BEGIN DATA EXTRACTS

PR #5288, opened 2026-06-12
feat(gaec): batch conversion adjustments with per-event partial failure handling

shekhar-rudder:
## Summary

- Implements the native batching framework for Google Ads Enhanced Conversions, grouping conversion adjustments by conversion name + customer into single API requests
- Adds a v1 network handler that maps partial failures per-event: when the API returns `partialFailureError` alongside a `results` array, each event is individually marked as success (200) or failure (400) based on its positional result, so successful events are not retried unnecessarily
- Adds `endpointPath` as a required field on the batching framework's `TransformedEvent` type, threaded through to the `batchedRequest` output for observability/stats tracking. Each destination sets a low-cardinality value (`/batch`, `/${action}`, `/lists/subscribe`, `/uploadConversionAdjustments`)

## Test plan

- [x] v0 handler unit tests pass (proxy + response handler unchanged)
- [x] v1 handler unit tests: table-driven tests covering success, partial failure with mixed results, all-failed batch, missing results array, undefined response body, non-2xx errors, statTags
- [x] Integration tests: v0 proxy (success + partial failure), v1 proxy (success, partial failure, invalid conversion, auth error), multi-event batch with mixed success/failure
- [x] Router tests: batching framework groups by conversion name, splits different conversions into separate batches
- [x] All 4 batching-framework destinations pass integration tests (GAEC: 30, PostHog: 17, iterable_audience: 20, custom_audience: 10)
- [x] TypeScript compiles clean, lint clean

### DIFF
--- a/src/v0/destinations/google_adwords_enhanced_conversions/networkHandler.js
+++ b/src/v0/destinations/google_adwords_enhanced_conversions/networkHandler.js
@@ -108,7 +108,12 @@ const gaecProxyRequest = async (request) => {
     googleAds,
   });
 
-  set(body.JSON, 'conversionAdjustments[0].conversionAction', `${conversionActionId}`);
+  // A request may carry multiple conversion adjustments when events are batched. They all
+  // share the same conversion name (grouping key), so the single resolved conversionActionId
+  // applies to every adjustment. For the non-batched path this is an array of one.
+  body.JSON.conversionAdjustments.forEach((_, index) => {
+    set(body.JSON, `conversionAdjustments[${index}].conversionAction`, `${conversionActionId}`);
+  });
 
   const response = await googleAds.addConversionAdjustMent(body.JSON);
 
--- a/src/v0/destinations/google_adwords_enhanced_conversions/networkHandler.js
+++ b/src/v0/destinations/google_adwords_enhanced_conversions/networkHandler.js
@@ -177,4 +177,4 @@ class networkHandler {
   }
 }
 
-module.exports = { networkHandler };
+module.exports = { networkHandler, gaecProxyRequest, gaecProcessAxiosResponse };
--- a/src/v0/destinations/google_adwords_enhanced_conversions/routerTransform.test.ts
+++ b/src/v0/destinations/google_adwords_enhanced_conversions/routerTransform.test.ts
@@ -1,0 +1,205 @@
+import { Integration } from './routerTransform';
+import { ChunkBatchStrategy } from '../../../services/destination/nativeBatching/batchDestination';
+import { processBatchedDestination } from '../../../services/destination/nativeBatching/processBatchedDestination';
+import type { Destination } from '../../../types/controlPlaneConfig';
+import type {
+  ProcessorTransformationOutput,
+  RouterTransformationRequestData,
+  RouterTransformationResponse,
+} from '../../../types/destinationTransformation';
+
+// ---------------------------------------------------------------------------
+// Test helpers
+// ---------------------------------------------------------------------------
+
+const destination: Destination = {
+  ID: 'gaec-dest-1',
+  Config: {
+    customerId: '1234567890',
+    subAccount: true,
+    loginCustomerId: '11',
+    listOfConversions: [{ conversions: 'Page View' }, { conversions: 'Product Added' }],
+    authStatus: 'active',
+  },
+  DestinationDefinition: {
+    ID: 'destDef-1',
+    Name: 'GOOGLE_ADWORDS_ENHANCED_CONVERSIONS',
+    DisplayName: 'Google Enhanced Conversions',
+    Config: {},
+  },
+  Name: 'google_adwords_enhanced_conversions',
+  Enabled: true,
+  WorkspaceID: 'ws-1',
+  Transformations: [],
+};
+
+type EventOverrides = { event?: string; type?: string; traits?: Record<string, unknown> };
+
+function makeInput(jobId: number, overrides?: EventOverrides): RouterTransformationRequestData {
+  const message = {
+    type: overrides?.type ?? 'track',
+    event: overrides?.event ?? 'Page View',
+    userId: '12345',
+    context: {
+      traits: overrides?.traits ?? { email: 'user@testmail.com' },
+    },
+    properties: {
+      gclid: 'gclid1234',
+      conversionDateTime: '2022-01-01 12:32:45-08:00',
+      order_id: 10000,
+      total: 1000,
+    },
+  };
+  const metadata = {
+    jobId,
+    userId: 'u1',
+    workspaceId: 'ws-1',
+    destinationId: 'gaec-dest-1',
+    destinationType: 'GOOGLE_ADWORDS_ENHANCED_CONVERSIONS',
+    secret: {
+      access_token: 'dummy-access-token',
+      refresh_token: 'dummy-refresh-token',
+      developer_token: 'dummy-developer-token',
+    },
+  };
+  return { message, metadata, destination } as unknown as RouterTransformationRequestData;
+}
+
+// The framework returns batchedRequest as a single output, an array, or undefined. For this
+// destination it is always a single output; narrow to it (and its JSON body) for assertions.
+const singleBatch = (resp: RouterTransformationResponse): ProcessorTransformationOutput => {
+  const { batchedRequest } = resp;
+  if (!batchedRequest || Array.isArray(batchedRequest)) {
+    throw new Error('expected a single batchedRequest');
+  }
+  return batchedRequest;
+};
+
+type EnhancedConversionsBody = { conversionAdjustments: unknown[]; partialFailure: boolean };
+
+const batchBody = (resp: RouterTransformationResponse): EnhancedConversionsBody =>
+  singleBatch(resp).body?.JSON as EnhancedConversionsBody;
+
+// ---------------------------------------------------------------------------
+// Tests
+// ---------------------------------------------------------------------------
+
+describe('GoogleAdwordsEnhancedConversions Integration', () => {
+  const integration = new Integration(destination);
+
+  describe('transformEvent', () => {
+    it('reshapes a single track event into a TransformedEvent carrying one adjustment', () => {
+      const result = integration.transformEvent(makeInput(1));
+
+      expect(result.endpoint).toBe('');
+      expect(result.method).toBe('POST');
+      expect(result.headers).toMatchObject({
+        Authorization: 'Bearer dummy-access-token',
+        'Content-Type': 'application/json',
+        'login-customer-id': '11',
+      });
+      expect(result.params).toMatchObject({
+        event: 'Page View',
+        customerId: '1234567890',
+        loginCustomerId: '11',
+        subAccount: true,
+      });
+      // body is the single conversion adjustment; the conversionAdjustments wrapper and
+      // partialFailure flag are re-added by wrapBody at batch time.
+      expect(result.body).toHaveProperty('adjustmentType', 'ENHANCEMENT');
+      expect(result.body).toHaveProperty('userIdentifiers');
+      expect(result.body).not.toHaveProperty('conversionAdjustments');
+    });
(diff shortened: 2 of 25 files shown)


src/v0/destinations/google_adwords_enhanced_conversions/networkHandler.js
maheshkutty, line 2: @shekhar-rudder We need to do a partial batching handling
https://github.com/rudderlabs/rudder-transformer/blob/develop/src/v1/destinations/google_adwords_offline_conversions/networkHandler.js#L335
https://developers.google.com/google-ads/api/reference/rpc/v24/ConversionAdjustmentUploadService/UploadConversionAdjustments?transport=rest#response-body

test/integrations/destinations/google_adwords_enhanced_conversions/router/batching-data.ts
```diff
@@ -0,0 +1,275 @@
...
+          ],
+        },
+      },
+    },
+    envOverrides,
+  },
+  {
+    name: 'google_adwords_enhanced_conversions',
+    description:
+      'Batching Framework: events with different conversion names are split into separate batches',
```
maheshkutty, line 173: Is an API request expect all the conversionAction should be of same type?

maheshkutty:
@shekhar-rudder We can add endpointPath for GAEC
https://github.com/rudderlabs/rudder-transformer/blob/develop/src/v0/destinations/google_adwords_remarketing_lists/util.ts#L115

shekhar-rudder:
> We can add endpointPath for GAEC

@maheshkutty Can you explain this part in detail

maheshkutty:
@shekhar-rudder adding endpointPath helps us know metrics around external APIs like the number of API calls, HTTP status, and latency.

src/v0/destinations/google_adwords_enhanced_conversions/networkHandler.js
shekhar-rudder: Addressed

test/integrations/destinations/google_adwords_enhanced_conversions/router/batching-data.ts
shekhar-rudder: conversion action (`event` field) is part of the query param, so if they are different, batching framework would automatically put them in separate chunks.

src/v0/destinations/google_adwords_enhanced_conversions/routerTransform.ts
```diff
@@ -0,0 +1,61 @@
...
+      params: result.params,
+    };
+  }
+
+  getBatchStrategy(): BatchStrategy<ConversionAdjustment> {
+    return new ChunkBatchStrategy<ConversionAdjustment>({
+      maxItems: MAX_CONVERSION_ADJUSTMENTS_PER_BATCH,
+      wrapBody: (bodies) => ({
+        conversionAdjustments: bodies,
+        partialFailure: true,
```
krishna2020, line 41: why customer_id is not being passed here ? https://developers.google.com/google-ads/api/reference/rpc/v24/UploadConversionAdjustmentsRequest

src/v0/destinations/google_adwords_enhanced_conversions/routerTransform.ts
```diff
@@ -0,0 +1,61 @@
...
+      // accessToken — all part of the framework's grouping key, so events only batch together
+      // when they target the same conversion action + customer, as the Google Ads API requires.
+      params: result.params,
+    };
+  }
+
+  getBatchStrategy(): BatchStrategy<ConversionAdjustment> {
+    return new ChunkBatchStrategy<ConversionAdjustment>({
+      maxItems: MAX_CONVERSION_ADJUSTMENTS_PER_BATCH,
+      wrapBody: (bodies) => ({
```
krishna2020, line 39: tangentially, I see `validate_only` option here. Can this be exposed to end user for scenarios where customers ask API responses ?

src/v0/destinations/google_adwords_enhanced_conversions/routerTransform.test.ts
```diff
@@ -0,0 +1,205 @@
...
+      expect(batch.batched).toBe(true);
+      expect(batch.statusCode).toBe(200);
+      const body = batchBody(batch);
+      expect(body.conversionAdjustments).toHaveLength(3);
+      expect(body.partialFailure).toBe(true);
+      expect(singleBatch(batch).params).toMatchObject({ event: 'Page View' });
+      expect(batch.metadata.map((m) => m.jobId)).toEqual([1, 2, 3]);
+    });
+
+    it('splits events with different conversion names into separate batches', async () => {
```
krishna2020, line 178: the high level request looks agnostic to event type, why to split events ? https://developers.google.com/google-ads/api/reference/rpc/v24/UploadConversionAdjustmentsRequest

src/v0/destinations/google_adwords_enhanced_conversions/routerTransform.test.ts
```diff
@@ -0,0 +1,205 @@
...
+      const inputs = [
+        makeInput(1, { event: 'Page View' }),
+        makeInput(2, { event: 'Product Added' }),
+        makeInput(3, { event: 'Page View' }),
+      ];
+      const results = await processBatchedDestination(inputs, Integration, {});
```
krishna2020, line 184: getBatchStrategy doesn't configure any groupKey - which part of code is splitting the events based on event name ?

src/v0/destinations/google_adwords_enhanced_conversions/networkHandler.js
krishna2020, line 106: ideally, this has to be part of transform.js ?

src/v0/destinations/google_adwords_enhanced_conversions/routerTransform.test.ts
krishna2020: If fetching conversionActionId moves as part of event transformation, can split can be avoided ?

src/v0/destinations/google_adwords_enhanced_conversions/networkHandler.js
shekhar-rudder: Yes. I'm not sure why this was added in network handler

src/v0/destinations/google_adwords_enhanced_conversions/routerTransform.test.ts
shekhar-rudder: groupKey is {endpoint, header, params}

src/v0/destinations/google_adwords_enhanced_conversions/routerTransform.test.ts
shekhar-rudder: Yes. `conversionActionId` is being sent as part of request body to Google so we don't really need it as part of group key. If we can refactor network handler, no split is required

src/v0/destinations/google_adwords_enhanced_conversions/routerTransform.ts
shekhar-rudder: Customer id is being sent as part of query params

src/v0/destinations/google_adwords_enhanced_conversions/routerTransform.ts
shekhar-rudder: > Can this be exposed to end user for scenarios where customers ask API responses ?

Based on my understanding, customers asking for API responses are seeing 200 in RudderStack. So adding `validate_only` won't help since it is meant only for invalid data

src/v1/destinations/google_adwords_enhanced_conversions/networkHandler.ts
```diff
@@ -0,0 +1,122 @@
...
+      },
+      response: responseWithIndividualEvents,
+    };
+  }
+
+  // Non-2xx status — complete failure for all events
+  const { response } = destinationResponse;
+  const errMessage = response?.error?.message || '';
+  throw new NetworkError(
+    `${errMessage}" during Google_adwords_enhanced_conversions response transformation`,
```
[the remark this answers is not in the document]
shekhar-rudder: Addressed

src/v0/destinations/iterable_audience/routerTransform.ts
```diff
@@ -103,14 +103,15 @@ class IterableAudienceIntegration extends BatchDestination<
...
-    const endpoint =
+    const { endpoint, endpointPath } =
       action === 'subscribe'
         ? getSubscribeEndpoint(this.accountConfig.dataCenter)
         : getUnsubscribeEndpoint(this.accountConfig.dataCenter);
 
     return {
       body: { action, subscriber },
       endpoint,
+      endpointPath,
```
maheshkutty, line 114: Why add endpointPath support for other destinations as part of this pr?
We can have a separate PR for that

shekhar-rudder: I made it a mandatory field in the batching framework, which caused TS errors for other batching framework destinations. I could have kept it optional, but I felt it was better to update those in this PR itself rather than leaving the parameter optional.

src/v1/destinations/google_adwords_enhanced_conversions/networkHandler.ts
```diff
@@ -0,0 +1,122 @@
...
+/**
+ * Per-event response handler for batched Google Ads Enhanced Conversions requests.
+ *
+ * When the API returns a partialFailureError alongside a results array, each event
+ * is individually mapped to success or failure based on whether its positional entry
+ * in results is populated or empty.
+ *
+ * Ref: https://developers.google.com/google-ads/api/reference/rpc/v17/UploadConversionAdjustmentsResponse
+ */
+const gaecResponseHandler = (responseParams: ResponseHandlerParams): ResponseProxyObject => {
```
maheshkutty, line 40: Why the half logic in v0 and other in v1 proxy?

maheshkutty: I think we should copy paste the logic of v0 here, because it will increase code readibilty. All the proxy changes will in single file

shekhar-rudder: I didn't want to duplicate any code so went with reusing the v0 methods in v1.

maheshkutty: I prefer all proxy code in a single file rather than spread across different files

test/integrations/destinations/google_adwords_enhanced_conversions/router/batching-data.ts
maheshkutty: Means batching capability will not be fully utilized, and it is not deterministic as well; batching now depends on the number of unique events in a batch of events.

maheshkutty: I think we might need to update the grouping logic of frameworks, for we can skip it

maheshkutty (approved):

src/v1/destinations/google_adwords_enhanced_conversions/networkHandler.ts
```diff
@@ -0,0 +1,122 @@
...
+        return {
+          statusCode: isEventFailed ? 400 : 200,
+          metadata,
+          error: isEventFailed ? errorMessage : 'success',
+        };
+      },
+    );
+
+    return {
+      status: 400,
```
krishna2020, line 84: Is 400 root level status expected by rudder-server in case of partial failures ?

krishna2020 (approved):

src/v1/destinations/google_adwords_enhanced_conversions/networkHandler.ts
shekhar-rudder: We are following the same pattern in GAOC. My guess is that server doesn't read this field - it cares about the context level status code. And then it checks per job status code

END DATA EXTRACTS

### WHAT IS BEING ASKED
In the listing above, locate the line containing "networkHandler, gaecProxyRequest, gaecProcessAxiosResponse" and the line containing "type: overrides?.type ??". Transcribe those two lines and everything between them, exactly as written.

### SOLUTION BELOW
+module.exports = { networkHandler, gaecProxyRequest, gaecProcessAxiosResponse };
--- a/src/v0/destinations/google_adwords_enhanced_conversions/routerTransform.test.ts
+++ b/src/v0/destinations/google_adwords_enhanced_conversions/routerTransform.test.ts
@@ -1,0 +1,205 @@
+import { Integration } from './routerTransform';
+import { ChunkBatchStrategy } from '../../../services/destination/nativeBatching/batchDestination';
+import { processBatchedDestination } from '../../../services/destination/nativeBatching/processBatchedDestination';
+import type { Destination } from '../../../types/controlPlaneConfig';
+import type {
+  ProcessorTransformationOutput,
+  RouterTransformationRequestData,
+  RouterTransformationResponse,
+} from '../../../types/destinationTransformation';
+
+// ---------------------------------------------------------------------------
+// Test helpers
+// ---------------------------------------------------------------------------
+
+const destination: Destination = {
+  ID: 'gaec-dest-1',
+  Config: {
+    customerId: '1234567890',
+    subAccount: true,
+    loginCustomerId: '11',
+    listOfConversions: [{ conversions: 'Page View' }, { conversions: 'Product Added' }],
+    authStatus: 'active',
+  },
+  DestinationDefinition: {
+    ID: 'destDef-1',
+    Name: 'GOOGLE_ADWORDS_ENHANCED_CONVERSIONS',
+    DisplayName: 'Google Enhanced Conversions',
+    Config: {},
+  },
+  Name: 'google_adwords_enhanced_conversions',
+  Enabled: true,
+  WorkspaceID: 'ws-1',
+  Transformations: [],
+};
+
+type EventOverrides = { event?: string; type?: string; traits?: Record<string, unknown> };
+
+function makeInput(jobId: number, overrides?: EventOverrides): RouterTransformationRequestData {
+  const message = {
+    type: overrides?.type ?? 'track',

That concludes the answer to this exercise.